‘Escrever é remexer a vida e às vezes imaginar outra’, diz Alejandro Zambra
O escritor chileno Alejandro Zambra (Foto: Divulgação)
Em Múltipla escolha, seu mais recente livro publicado no Brasil, autor chileno mostra a ‘libertadora e terrível’ descoberta de que nunca há apenas uma resposta possível
“Creio que este é um livro sobre a ilusão de uma resposta”. Assim o escritor chileno Alejandro Zambra define Múltipla escolha, originalmente publicado em 2014 e lançado no fim de março no Brasil pela Tusquets. O livro reflete sobre memória, educação, relacionamentos, instituições políticas e desigualdade utilizando o formato da Prova de Aptidão Verbal, aplicada no Chile entre 1966 e 2002 como forma de avaliação das universidades do país.
Sem se prender inteiramente a uma estrutura poética, romanesca ou escolar, Zambra cria uma narrativa em que convoca o leitor a escolher, entre múltiplas opções, o complemento para uma história proposta por ele. Às vezes invertendo o sentido da narração, às vezes sem alterá-la em nada, as escolhas são sobre a descoberta, “libertadora e terrível”, de que nunca há apenas uma resposta possível.
“Eu me preguntava do que a linguagem está carregada ao escrever o livro. Quais são as palavras que amamos e as que odiamos. Quais amamos e mesmo assim não podemos dizer e quais odiamos e mesmo assim devemos dizer”, conta Zambra que, aos 42 anos, é considerado um dos principais escritores latino-americanos contemporâneos. No Brasil, publicou Bonsai (2012), A vida privada das árvores (2013), Formas de voltar para casa (2014) e Meus documentos (2015) pela Cosac Naify. Leia trechos de sua conversa por e-mail com a CULT.
CULT – Ao longo de ‘Múltipla escolha’, você evidencia uma crítica ao sistema educacional chileno. Este foi um dos seus objetivos ao escolher o formato da Prova de Aptidão Verbal para sua narrativa?
Alejandro Zambra – Há uma crítica, claro que sim, e muito forte, mas também é uma autocrítica. Não me interessa tanto a crítica como a autocrítica. Eu sou professor, fui criado nesse sistema. Estava escrevendo, na verdade, um relato mais convencional, uma espécie de novela sobre 1993, o ano em que fiz a prova. Porém não estava gostando dessa novela, sentia que era algo que já havia escrito. Então uma noite, um pouco frustrado, me lembrei da prova de aptidão e comecei a brincar com seu formato. No começo foi divertido, como imitar as vozes das pessoas, mas logo me dei conta de que também imitava minha própria voz. Isso me interessou e segui escrevendo, sempre como uma brincadeira, até que de repente entendi que esse era o livro. A paródia e a autoparódia, a crítica e a autocrítica, o humor e a dor, o riso e o pranto.

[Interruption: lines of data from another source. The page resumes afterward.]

Issue #7584, opened 2025-07-07
[Improvement]  Add rollback logic to the in-memory test store


justinmclean:
### What would you like to be improved?

Implement rollback logic in the in-memory test store so any failed transaction will restore the previous state, thus ensuring tests don’t leave residual entities behind. Code can be found in core/src/test/java/org/apache/gravitino/storage/memory/TestMemoryEntityStore.java.

### How should we improve?

Take a snapshot of the entity map and restore it if an exception occurs.

georgereuben:
I can take this up

justinmclean:
Hi @georgereuben how are you going with this? Do you need any help?

georgereuben:
> Hi @georgereuben how are you going with this? Do you need any help

Done with it @justinmclean , raising a PR in a bit

PR #7687, opened 2025-07-14
[#7584] improvement: Add rollback logic to the in-memory test store

georgereuben:

Add rollback logic to the in-memory test store. A snapshot will be created during transaction execution and will be restored if an exception occurs

Fix: #7584 

No

Tested with unit tests for rollback logic


core/src/test/java/org/apache/gravitino/storage/memory/TestMemoryEntityStore.java
```diff
@@ -166,6 +174,20 @@ public <R, E extends Exception> R executeInTransaction(Executable<R, E> executab
     public void close() throws IOException {
       entityMap.clear();
     }
+
+    public Map<NameIdentifier, Entity> createSnapshot() {
+      try {
+        lock.lock();
```
yuqi1129: L159 and here should be moved out of try block.

georgereuben: updated this, thanks

justinmclean (approved):
Thanks for fixing this

Issue #7631, opened 2025-07-10
[Improvement]  Building multiple AuditInfo objects alters previously built instances


justinmclean:
### What would you like to be improved?

This test (added to TestAuditInfo.java) will fail:
```
  @Test
  public void testBuilderReuseDoesNotAffectBuiltInstance() {
    AuditInfo.Builder builder = AuditInfo.builder().withCreator("first");
    AuditInfo first = builder.build();
    builder.withCreator("second");
    AuditInfo second = builder.build();

    Assertions.assertEquals("first", first.creator());
    Assertions.assertEquals("second", second.creator());
  }
```

### How should we improve?

Create a new AuditInfo instance during the build call.

georgereuben:
I can take this up

PR #7689, opened 2025-07-14
[#7631] improvement: Update AuditInfo builder to create a new instance for each build call

georgereuben:
Updated the AuditInfo builder to create a new AuditInfo instance for each build call. Added a unit test to test this

Building multiple AuditInfo objects alters previously built instances.
Fix: #7631 

No

Added a unit test.


core/src/main/java/org/apache/gravitino/meta/AuditInfo.java
```diff
@@ -225,6 +226,12 @@ public Builder withLastModifiedTime(Instant lastModifiedTime) {
      * @return the constructed and validated {@link AuditInfo} instance.
      */
     public AuditInfo build() {
+      AuditInfo auditInfo = new AuditInfo();
+      auditInfo.creator = this.creator;
+      auditInfo.createTime = this.createTime;
+      auditInfo.lastModifier = this.lastModifier;
+      auditInfo.lastModifiedTime = this.lastModifiedTime;
+
```
justinmclean, line 234: Another approach is to utilise the auditInfo instance and create a new one after the assignment. That would be less code/changes, but I'm not sure that's a better approach. What do you think?

georgereuben: > Another approach is to utilise the auditInfo instance and create a new one after the assignment. That would be less code/changes, but I'm not sure that's a better approach. What do you think?

Thanks for the feedback! I considered that approach initially, but I think the current implementation is better for thread safet yand follows standard builder patterns. Each `build()` call would create a completely independent instance without side effects on the builder’s state. While it’s a few more lines of code, I think it would be better in the long run.

justinmclean: Thanks for that.

Issue #8546, opened 2025-09-15
[Improvement] Use Cache for ID Retrieval in Service


hdygxsj:
### What would you like to be improved?

Cache is not used in the Service.

The Service contains ID query operations that do not go through the cache, which will result in many unnecessary database queries.
<img width="1674" height="506" alt="Image" src="https://github.com/user-attachments/assets/80141744-660e-4a31-ba2d-0478eb4fe62b" />

* org.apache.gravitino.storage.relational.service.MetadataObjectService#getMetadataObjectId

<img width="1680" height="840" alt="Image" src="https://github.com/user-attachments/assets/215871a1-2d72-4894-a704-f3c2e65b8b31" />

* org.apache.gravitino.storage.relational.service.TableMetaService#getTableByIdentifier

<img width="1680" height="840" alt="Image" src="https://github.com/user-attachments/assets/c0e18a37-762b-47f3-9b19-202e7f0bd5ed" />

### How should we improve?

Before querying the database, check whether the corresponding value exists in the cache.

jerryshao:
@hdygxsj can you please point out where the code is? The issue description is too vague; it is hard for others to understand what's going on here and how to fix it.

jerryshao:
@yuqi1129 can you please sync with @hdygxsj to check how to fix it?

PR #8844, opened 2025-10-20
[#8546] improvement(core): Improve id retrieval in service

hdygxsj:

Improve id retrieval in service

Fix: #8546 

None

Existing test case


hdygxsj:
Using EntityStore in the Service layer causes numerous errors; perhaps an alternative approach should be adopted to utilize caching within the Service layer.

Issue #8834, opened 2025-10-17
[Subtask] Adjust entity store structure to support generic lakehouse catalog


yuqi1129:
### Describe the subtask

Currently, Gravitino does not store properties in tables, as they are needed by generic lakehouse catalog, so we need to adjust the store structure of Graivitino entity store. Apart from table properties, they may be other points that need to be changed. For example, table partitioning, table index,ing, and so on. 

### Parent issue

#8828

PR #8847, opened 2025-10-20
[#8834] feat(catalogs): Add a table to store details information of Gravitino managed tables.

yuqi1129:

Add a new table to store table details for Gravitino-managed tables.

To support the managed catalog.

Fix: #8834 

N/A.

Test the process of create table locally.

### DIFF
--- a/scripts/h2/schema-1.1.0-h2.sql
+++ b/scripts/h2/schema-1.1.0-h2.sql
@@ -453,7 +453,7 @@ CREATE TABLE IF NOT EXISTS `table_version_info` (
     `table_id`        BIGINT(20) UNSIGNED NOT NULL COMMENT 'table id',
     `format`          VARCHAR(64) NOT NULL COMMENT 'table format, such as Lance, Iceberg and so on',
     `properties`      CLOB DEFAULT NULL COMMENT 'table properties',
-    `partitions`  CLOB DEFAULT NULL COMMENT 'table partition info',
+    `partitioning`  CLOB DEFAULT NULL COMMENT 'table partition info',
     `distribution` CLOB DEFAULT NULL COMMENT 'table distribution info',
     `sort_orders` CLOB DEFAULT NULL COMMENT 'table sort order info',
     `indexes`      CLOB DEFAULT NULL COMMENT 'table index info',
--- a/scripts/h2/upgrade-1.0.0-to-1.1.0-h2.sql
+++ b/scripts/h2/upgrade-1.0.0-to-1.1.0-h2.sql
@@ -21,7 +21,7 @@ CREATE TABLE IF NOT EXISTS `table_version_info` (
     `table_id`        BIGINT(20) UNSIGNED NOT NULL COMMENT 'table id',
     `format`          VARCHAR(64) NOT NULL COMMENT 'table format, such as Lance, Iceberg and so on',
     `properties`      CLOB DEFAULT NULL COMMENT 'table properties',
-    `partitions`  MEDIUMTEXT DEFAULT NULL COMMENT 'table partition info',
+    `partitioning`  MEDIUMTEXT DEFAULT NULL COMMENT 'table partition info',
     `distribution` MEDIUMTEXT DEFAULT NULL COMMENT 'table distribution info',
     `sort_orders` MEDIUMTEXT DEFAULT NULL COMMENT 'table sort order info',
     `indexes` MEDIUMTEXT DEFAULT NULL COMMENT 'table index info',
--- a/scripts/mysql/upgrade-1.0.0-to-1.1.0-mysql.sql
+++ b/scripts/mysql/upgrade-1.0.0-to-1.1.0-mysql.sql
@@ -21,7 +21,7 @@ CREATE TABLE IF NOT EXISTS `table_version_info` (
     `table_id`        BIGINT(20) UNSIGNED NOT NULL COMMENT 'table id',
     `format`          VARCHAR(64) NOT NULL COMMENT 'table format, such as Lance, Iceberg and so on',
     `properties`      MEDIUMTEXT DEFAULT NULL COMMENT 'table properties',
-    `partitions`  MEDIUMTEXT DEFAULT NULL COMMENT 'table partition info',
+    `partitioning`  MEDIUMTEXT DEFAULT NULL COMMENT 'table partition info',
     `distribution` MEDIUMTEXT DEFAULT NULL COMMENT 'table distribution info',
     `sort_orders` MEDIUMTEXT DEFAULT NULL COMMENT 'table sort order info',
     `indexes`      MEDIUMTEXT DEFAULT NULL COMMENT 'table index info',
--- a/scripts/mysql/schema-1.1.0-mysql.sql
+++ b/scripts/mysql/schema-1.1.0-mysql.sql
@@ -444,7 +444,7 @@ CREATE TABLE IF NOT EXISTS `table_version_info` (
     `table_id`        BIGINT(20) UNSIGNED NOT NULL COMMENT 'table id',
     `format`          VARCHAR(64) NOT NULL COMMENT 'table format, such as Lance, Iceberg and so on',
     `properties`      MEDIUMTEXT DEFAULT NULL COMMENT 'table properties',
-    `partitions`  MEDIUMTEXT DEFAULT NULL COMMENT 'table partition info',
+    `partitioning`  MEDIUMTEXT DEFAULT NULL COMMENT 'table partition info',
     `distribution` MEDIUMTEXT DEFAULT NULL COMMENT 'table distribution info',
     `sort_orders` MEDIUMTEXT DEFAULT NULL COMMENT 'table sort order info',
     `indexes`      MEDIUMTEXT DEFAULT NULL COMMENT 'table index info',
--- a/scripts/postgresql/schema-1.1.0-postgresql.sql
+++ b/scripts/postgresql/schema-1.1.0-postgresql.sql
@@ -772,7 +772,7 @@ CREATE TABLE IF NOT EXISTS table_version_info (
     table_id        BIGINT PRIMARY KEY,
     format          VARCHAR(64) NOT NULL,
     properties      TEXT,
-    partitions  TEXT,
+    partitioning  TEXT,
     distribution TEXT,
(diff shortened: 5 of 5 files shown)


yuqi1129:
@mchades 
Please check if we need to modify the structure of `schema_meta` and `table_meta`.

yuqi1129:
The schema and catalog, we need to add locatation information at least, and whether we can store the information in `properties`.

scripts/h2/schema-1.1.0-h2.sql
```diff
@@ -0,0 +1,464 @@
...
+    `current_version` INT UNSIGNED NOT NULL DEFAULT 1 COMMENT 'job run current version',
+    `last_version` INT UNSIGNED NOT NULL DEFAULT 1 COMMENT 'job run last version',
+    `deleted_at` BIGINT(20) UNSIGNED NOT NULL DEFAULT 0 COMMENT 'job run deleted at',
+    PRIMARY KEY (`job_run_id`),
+    UNIQUE KEY `uk_mid_jei_del` (`metalake_id`, `job_execution_id`, `deleted_at`),
+    KEY `idx_job_template_id` (`job_template_id`),
+    KEY `idx_job_execution_id` (`job_execution_id`)
+    ) ENGINE=InnoDB;
+
+CREATE TABLE IF NOT EXISTS `table_details` (
```
mchades: how about using `table_version_info` to align with existing `policy_version_info`, `model_version_info`, and `fileset_version_info`?

scripts/h2/schema-1.1.0-h2.sql
```diff
@@ -0,0 +1,464 @@
...
+    `table_id`        BIGINT(20) UNSIGNED NOT NULL COMMENT 'table id',
+    `format`          VARCHAR(64) NOT NULL COMMENT 'table format, such as Lance, Iceberg and so on',
+    `location`        VARCHAR(512) NOT NULL COMMENT 'table storage location',
+    `external`        BOOLEAN NOT NULL DEFAULT FALSE COMMENT 'whether the table is external table',
+    `properties`      CLOB DEFAULT NULL COMMENT 'table properties',
+    `partition_info`  CLOB DEFAULT NULL COMMENT 'table partition info',
+    `index_info`      CLOB DEFAULT NULL COMMENT 'table index info',
+    `current_version` BIGINT(20) UNSIGNED COMMENT 'table current version',
+    `last_version`    BIGINT(20) UNSIGNED COMMENT 'table last version',
```
mchades: What's the usage of `last_version`

scripts/h2/schema-1.1.0-h2.sql
yuqi1129: Ok, it's also accetable.

scripts/h2/schema-1.1.0-h2.sql
yuqi1129: `last_version` marks the largest version that has been successfully committed to storage. In most cases, current_version equals `last_version`. However, if we want to roll back to a certain version, then we can change `current_version` to an old one. The following is an example: 

current_version = 3
last_version = 3, 

When we want to write a new version, then last_version++ and current_version = last_version(Now, they are both 4).  All available versions are 1, 2, 3, and 4. We can change current_version to any value between 1 and 4 to use a specific version. After a series of operations,  we can use `last_version=4` to indicate that the next version is 5.

mchades: What is the difference between `last_version` here and `last_version` in the `table_meta` table?

scripts/h2/schema-1.1.0-h2.sql
```diff
@@ -0,0 +1,466 @@
...
+    `current_version` INT UNSIGNED NOT NULL DEFAULT 1 COMMENT 'job run current version',
+    `last_version` INT UNSIGNED NOT NULL DEFAULT 1 COMMENT 'job run last version',
+    `deleted_at` BIGINT(20) UNSIGNED NOT NULL DEFAULT 0 COMMENT 'job run deleted at',
+    PRIMARY KEY (`job_run_id`),
+    UNIQUE KEY `uk_mid_jei_del` (`metalake_id`, `job_execution_id`, `deleted_at`),
+    KEY `idx_job_template_id` (`job_template_id`),
+    KEY `idx_job_execution_id` (`job_execution_id`)
+    ) ENGINE=InnoDB;
+
+CREATE TABLE IF NOT EXISTS `table_version_info` (
```
mchades, line 452: missing `comment` field?

scripts/h2/schema-1.1.0-h2.sql
yuqi1129: They should be the same, let me check whether we can remove `last_version` as we have define it in `table_meta`.

mchades: yeah, I think it's unecessary here

scripts/h2/schema-1.1.0-h2.sql
mchades: What I mean is the comment on Lance's table, the Iceberg table, etc.

scripts/h2/upgrade-1.0.0-to-1.1.0-h2.sql
```diff
@@ -0,0 +1,35 @@
...
+ *  specific language governing permissions and limitations
+ *  under the License.
+ */
+
+CREATE TABLE IF NOT EXISTS `table_version_info` (
+    `table_id`        BIGINT(20) UNSIGNED NOT NULL COMMENT 'table id',
+    `format`          VARCHAR(64) NOT NULL COMMENT 'table format, such as Lance, Iceberg and so on',
+    `location`        VARCHAR(512) NOT NULL COMMENT 'table storage location',
+    `external`        BOOLEAN NOT NULL DEFAULT FALSE COMMENT 'whether the table is external table',
+    `properties`      CLOB DEFAULT NULL COMMENT 'table properties',
```
jerryshao, line 23: Why do you use `CLOB` for this field?

scripts/mysql/upgrade-1.0.0-to-1.1.0-mysql.sql
```diff
@@ -0,0 +1,35 @@
...
+ *  KIND, either express or implied.  See the License for the
+ *  specific language governing permissions and limitations
+ *  under the License.
+ */
+
+CREATE TABLE IF NOT EXISTS `table_version_info` (
+    `table_id`        BIGINT(20) UNSIGNED NOT NULL COMMENT 'table id',
+    `format`          VARCHAR(64) NOT NULL COMMENT 'table format, such as Lance, Iceberg and so on',
+    `location`        VARCHAR(512) NOT NULL COMMENT 'table storage location',
+    `external`        BOOLEAN NOT NULL DEFAULT FALSE COMMENT 'whether the table is external table',
```
jerryshao: My feeling is that these fields can be property, what do you think? @mchades . IIRC, these fields are properties for Hive table, can you please check Iceberg and other tables? If so, I think we can follow the convention.

scripts/mysql/upgrade-1.0.0-to-1.1.0-mysql.sql
```diff
@@ -0,0 +1,35 @@
...
+    `properties`      MEDIUMTEXT DEFAULT NULL COMMENT 'table properties',
+    `partitions`  MEDIUMTEXT DEFAULT NULL COMMENT 'table partition info',
+    `distribution` MEDIUMTEXT DEFAULT NULL COMMENT 'table distribution info',
+    `sort_orders` MEDIUMTEXT DEFAULT NULL COMMENT 'table sort order info',
+    `indexes_info`      MEDIUMTEXT DEFAULT NULL COMMENT 'table index info',
```
jerryshao: All these fields will be serialized into json string and write into the DB, right?

scripts/h2/upgrade-1.0.0-to-1.1.0-h2.sql
yuqi1129: `CLOB` is the for H2 and it is equivalent to`TEXT` type in MySQL

scripts/mysql/upgrade-1.0.0-to-1.1.0-mysql.sql
yuqi1129: Yeah, I intend to do so.

scripts/h2/schema-1.1.0-h2.sql
jerryshao: "last_version" is quite misleading since started, actually it is the latest version. Besides, I agree with @mchades that this field is not so necessary.

scripts/mysql/upgrade-1.0.0-to-1.1.0-mysql.sql
mchades: Yes, I would also suggest putting `location` in the table property. 

Considering that there may be a need to filter the table according to the `format` later, the `format` can be stored as a separate field.

yuqi1129: I will put `location` and `external` in properties and let `format` as a field.

scripts/h2/upgrade-1.0.0-to-1.1.0-h2.sql
```diff
@@ -0,0 +1,33 @@
...
+ *  KIND, either express or implied.  See the License for the
+ *  specific language governing permissions and limitations
+ *  under the License.
+ */
+
+CREATE TABLE IF NOT EXISTS `table_version_info` (
+    `table_id`        BIGINT(20) UNSIGNED NOT NULL COMMENT 'table id',
+    `format`          VARCHAR(64) NOT NULL COMMENT 'table format, such as Lance, Iceberg and so on',
+    `properties`      CLOB DEFAULT NULL COMMENT 'table properties',
+    `partitions`  MEDIUMTEXT DEFAULT NULL COMMENT 'table partition info',
```
mchades: should use `Partitioning`?

scripts/mysql/upgrade-1.0.0-to-1.1.0-mysql.sql
roryqi: Location is important. If we need to check the locations whether is used  or duplicated.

Ao utilizar o formato da prova, em que o leitor tem diversas opções para completar e interpretar o livro, você parece inaugurar um movimento duplo: testa as possibilidades de significação da palavra ao mesmo tempo em que erige uma única opção arbitrária. Como se deu esse movimento em seu processo de escrita?
Sim, me interessavam todos esses movimentos da autoridade. A ilusão de uma resposta, por exemplo. Creio que este é um livro sobre a ilusão de uma resposta. Nos ensinaram isso, que havia uma resposta única, e logo descobrimos que haviam muitas e isso às vezes foi libertador e outras vezes foi terrível. Quem sabe algumas vezes nós também quisemos que houvesse uma resposta única. Uma resposta chamada Deus, por exemplo.
Sua literatura parece fazer alusão a períodos anteriores ou posteriores a um grande conflito. Esta é uma influência do contexto político chileno, em que você viveu uma ditadura?
Sim. Sou tremendamente, profundamente chileno. Não tenho outra experiência. Às vezes escrever é remexer na sua vida, às vezes escrever é imaginar outra vida. Às vezes é as duas coisas ao mesmo tempo. E me interessa muito essa distância entre o pessoal e o coletivo. O eu e o nós. Creio que se tem que reconstruir, ou ao menos tentar reconstruir, o coletivo. E a literatura, a arte serve para isso. Escrever é despertar, é descobrir, é refazer.